Functions and pathways of the type II MAGEs, MAGE-F1 and -L2. A, MAGE-F1 controls flux through the CIA pathway by regulating MMS19 protein levels. MAGE-F1 interacts with the E3 ligase NSE1 to form an MRL that ubiquitinates MMS19, promoting its degradation. Decreased MMS19 protein levels lead to decreased iron-sulfur (Fe-S) cluster incorporation into downstream targets, like DNA repair enzymes. B, increased levels of MAGE-F1 contribute to dysregulated iron homeostasis by degrading MMS19 and genotoxic stress by suppressing DNA repair pathways.

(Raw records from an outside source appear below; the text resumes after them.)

PR #4594, opened 2023-11-08
feat: add minio log consumer

nicufk:
## Pull request description 
When processing 100 log providers with sizes between 1 MB and 105 MB, in use memory of the minio consumer doesn't exceed 400 MB, the pod Memory can reach 3500 Mi and CPU 800m
Screenshot 2023-11-27 at 16 54 07
Screenshot 2023-11-27 at 16 17 26
Screenshot 2023-11-27 at 16 16 33
Screenshot 2023-11-27 at 14 14 46

- [ ] tested locally
- [ ] tested on cluster
- [ ] added new dependencies
- [ ] updated the docs
- [ ] added a test

## Breaking changes

-

## Changes

-

## Fixes

-


pkg/logs/consumer/minio.go
```diff
@@ -0,0 +1,102 @@
...
+type MinioConsumer struct {
+	minioConnecter *minioconnecter.Connecter
+	bucket         string
+	region         string
+	Log            *zap.SugaredLogger
+	disconnected   bool
+}
+
+func (s *MinioConsumer) Notify(id string, e events.LogChunk) error {
+	if s.disconnected {
```
exu, line 41: we'll lose data - I would return error here

pkg/logs/consumer/minio.go
```diff
@@ -0,0 +1,102 @@
+package consumer
```
exu, line 1: Can't we init minio Writer on the beginning and just push chunk of data to it. 

This implementation be quite slow - you're loading appending removing object in one go - it'll be impossible to write even 100 lines per second

pkg/storage/minio/minio_connecter.go
```diff
@@ -0,0 +1,80 @@
...
+		c.minioClient, err = c.Connect()
+		if err != nil {
+			return nil, err
+		}
+	}
+	return c.minioClient, nil
+}
+
+// Connect connects to MinIO server
+func (c *Connecter) Connect() (*minio.Client, error) {
```
exu, line 50: Why we're duplicating code from minio.go file here?

pkg/logs/consumer/minio.go
```diff
@@ -0,0 +1,102 @@
...
+	"github.com/kubeshop/testkube/pkg/log"
+	"github.com/kubeshop/testkube/pkg/logs/events"
+	minioconnecter "github.com/kubeshop/testkube/pkg/storage/minio"
+)
+
+var _ Consumer = &MinioConsumer{}
+
+// MinioConsumer creates new MinioSubscriber which will send data to local MinIO bucket
+func NewMinioConsumer(endpoint, accessKeyID, secretAccessKey, region, token, bucket string, ssl bool) *MinioConsumer {
+	c := &MinioConsumer{
```
exu, line 21: init bucket must be done here

pkg/logs/consumer/minio.go
```diff
@@ -0,0 +1,102 @@
...
+
+type MinioConsumer struct {
+	minioConnecter *minioconnecter.Connecter
+	bucket         string
+	region         string
+	Log            *zap.SugaredLogger
+	disconnected   bool
+}
+
+func (s *MinioConsumer) Notify(id string, e events.LogChunk) error {
```
exu, line 40: and here just thin append to the bucket file

pkg/logs/consumer/minio.go
```diff
@@ -0,0 +1,102 @@
...
+		if err != nil {
+			return err
+		}
+	}
+	file, err := minioClient.GetObject(context.TODO(), s.bucket, id, minio.GetObjectOptions{})
+	if err != nil {
+		return err
+	}
+
+	fileContent, err := io.ReadAll(file)
```
exu, line 67: we must stream content to the file 

e.g. for GCP we have option to get 
```
func (s *GCPStorage) ObjectWriter(ctx context.Context, key string) (io.WriteCloser, error) {
	obj := s.client.Bucket(s.bucket).Object(key)
	w := obj.NewWriter(ctx)
	w.ContentType = "text/plain"
	return w, nil
}
```

exu: and you can stream to it we would need to figure out how to do the same for MinIO

pkg/storage/minio/minio_connecter.go
nicufk: actually I got it here to not duplicate it and to be able to use it in the log minio consumer

pkg/logs/consumer/minio.go
nicufk: minio doesn't support stream writer, I implemented a buffer version

pkg/logs/consumer/minio.go
```diff
@@ -0,0 +1,170 @@
...
+func NewMinioConsumer(endpoint, accessKeyID, secretAccessKey, region, token, bucket string, ssl bool) *MinioConsumer {
+	c := &MinioConsumer{
+		minioConnecter: minioconnecter.NewConnecter(endpoint, accessKeyID, secretAccessKey, region, token, bucket, ssl, log.DefaultLogger),
+		Log:            log.DefaultLogger,
+		bucket:         bucket,
+		region:         region,
+		disconnected:   false,
+		buffInfos:      make(map[string]BufferInfo),
+	}
+	minioClient, err := c.minioConnecter.GetClient()
```
exu, line 46: I don't get why you need to overcomplicate it with minioConnecter? - looks like you need minio client only here? This one adds additional level of object hierarchy.

pkg/logs/consumer/minio.go
```diff
@@ -0,0 +1,170 @@
+package consumer
+
+import (
```
exu, line 3: I would go with writing stream in chunks. As we can't implement writing on the end of stream. 

So each second logs should be flushed to the minio.

nicufk: Added saving on a 80 kB batch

C, MAGE-L2 contributes to the neurodevelopmental disorders PWS and SYS. Mage-l2–null mice exhibit decreased levels of mature neuropeptides, transmembrane receptors, like LepR, and circadian rhythm proteins, all of which may contribute to impaired adaptation to recurring and acute changes in the environment and contribute to the phenotypes seen in KO mice and PWS and SYS patients. Administration of oxytocin immediately after birth or during the first postnatal week rescues survival and normal adult social behavior of Mage-l2–null mice. D, MAGE-L2 is involved in endosomal protein trafficking. Cargo proteins on endosomes are trafficked to either the plasma membrane, the trans-Golgi network, or the lysosome for degradation. The retromer complex (blue) recognizes cargo proteins and, based on their destination, sorts them into endosomal tubules reshaped by localized F-actin patches. VPS35 interacts with the WASH regulatory complex (pink). The MUST complex (MAGE-L2-USP7-TRIM27) activates WASH by adding a Lys-63–linked polyubiquitin chain, which recruits ARP2/3 and promotes downstream F-actin nucleation.